**What to produce**
Retype all of the records shown beneath this task, exactly as they stand.
Top of Provided material
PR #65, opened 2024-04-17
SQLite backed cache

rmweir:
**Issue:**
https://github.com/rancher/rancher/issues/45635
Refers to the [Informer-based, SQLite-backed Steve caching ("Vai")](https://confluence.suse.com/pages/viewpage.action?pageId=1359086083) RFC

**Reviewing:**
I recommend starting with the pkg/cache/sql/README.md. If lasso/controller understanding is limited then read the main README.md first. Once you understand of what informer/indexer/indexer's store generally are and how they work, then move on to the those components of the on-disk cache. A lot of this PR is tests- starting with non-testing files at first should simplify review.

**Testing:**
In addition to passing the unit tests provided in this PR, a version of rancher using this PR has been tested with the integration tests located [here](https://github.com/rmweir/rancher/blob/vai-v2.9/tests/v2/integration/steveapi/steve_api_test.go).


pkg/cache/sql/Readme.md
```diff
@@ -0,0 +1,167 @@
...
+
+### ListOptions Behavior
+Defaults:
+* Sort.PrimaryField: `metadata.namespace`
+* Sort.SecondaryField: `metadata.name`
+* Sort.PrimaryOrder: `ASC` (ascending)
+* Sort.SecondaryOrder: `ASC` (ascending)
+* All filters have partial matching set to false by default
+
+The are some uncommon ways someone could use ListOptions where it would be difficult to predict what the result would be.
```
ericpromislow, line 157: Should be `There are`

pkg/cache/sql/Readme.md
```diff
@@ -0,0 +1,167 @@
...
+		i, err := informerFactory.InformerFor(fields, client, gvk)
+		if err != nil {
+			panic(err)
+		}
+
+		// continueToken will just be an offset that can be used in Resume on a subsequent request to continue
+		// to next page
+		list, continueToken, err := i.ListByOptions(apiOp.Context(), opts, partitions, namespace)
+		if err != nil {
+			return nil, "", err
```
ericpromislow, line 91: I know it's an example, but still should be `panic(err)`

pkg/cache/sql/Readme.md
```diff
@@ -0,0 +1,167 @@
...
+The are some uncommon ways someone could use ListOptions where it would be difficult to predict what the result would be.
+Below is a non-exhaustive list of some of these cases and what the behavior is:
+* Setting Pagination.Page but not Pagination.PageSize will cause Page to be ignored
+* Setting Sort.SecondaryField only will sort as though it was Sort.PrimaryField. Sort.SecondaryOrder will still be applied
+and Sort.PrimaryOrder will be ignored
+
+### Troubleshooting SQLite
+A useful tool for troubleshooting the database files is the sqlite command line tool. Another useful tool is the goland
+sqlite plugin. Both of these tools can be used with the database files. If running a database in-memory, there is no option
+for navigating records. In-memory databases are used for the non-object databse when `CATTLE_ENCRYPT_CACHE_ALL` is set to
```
Bottom of Provided material
**Exercise output**
PR #65, opened 2024-04-17
SQLite backed cache

rmweir:
**Issue:**
https://github.com/rancher/rancher/issues/45635
Refers to the [Informer-based, SQLite-backed Steve caching ("Vai")](https://confluence.suse.com/pages/viewpage.action?pageId=1359086083) RFC

**Reviewing:**
I recommend starting with the pkg/cache/sql/README.md. If lasso/controller understanding is limited then read the main README.md first. Once you understand of what informer/indexer/indexer's store generally are and how they work, then move on to the those components of the on-disk cache. A lot of this PR is tests- starting with non-testing files at first should simplify review.

**Testing:**
In addition to passing the unit tests provided in this PR, a version of rancher using this PR has been tested with the integration tests located [here](https://github.com/rmweir/rancher/blob/vai-v2.9/tests/v2/integration/steveapi/steve_api_test.go).


pkg/cache/sql/Readme.md
```diff
@@ -0,0 +1,167 @@
...
+
+### ListOptions Behavior
+Defaults:
+* Sort.PrimaryField: `metadata.namespace`
+* Sort.SecondaryField: `metadata.name`
+* Sort.PrimaryOrder: `ASC` (ascending)
+* Sort.SecondaryOrder: `ASC` (ascending)
+* All filters have partial matching set to false by default
+
+The are some uncommon ways someone could use ListOptions where it would be difficult to predict what the result would be.
```
ericpromislow, line 157: Should be `There are`

pkg/cache/sql/Readme.md
```diff
@@ -0,0 +1,167 @@
...
+		i, err := informerFactory.InformerFor(fields, client, gvk)
+		if err != nil {
+			panic(err)
+		}
+
+		// continueToken will just be an offset that can be used in Resume on a subsequent request to continue
+		// to next page
+		list, continueToken, err := i.ListByOptions(apiOp.Context(), opts, partitions, namespace)
+		if err != nil {
+			return nil, "", err
```
ericpromislow, line 91: I know it's an example, but still should be `panic(err)`

pkg/cache/sql/Readme.md
```diff
@@ -0,0 +1,167 @@
...
+The are some uncommon ways someone could use ListOptions where it would be difficult to predict what the result would be.
+Below is a non-exhaustive list of some of these cases and what the behavior is:
+* Setting Pagination.Page but not Pagination.PageSize will cause Page to be ignored
+* Setting Sort.SecondaryField only will sort as though it was Sort.PrimaryField. Sort.SecondaryOrder will still be applied
+and Sort.PrimaryOrder will be ignored
+
+### Troubleshooting SQLite
+A useful tool for troubleshooting the database files is the sqlite command line tool. Another useful tool is the goland
+sqlite plugin. Both of these tools can be used with the database files. If running a database in-memory, there is no option
+for navigating records. In-memory databases are used for the non-object databse when `CATTLE_ENCRYPT_CACHE_ALL` is set to
```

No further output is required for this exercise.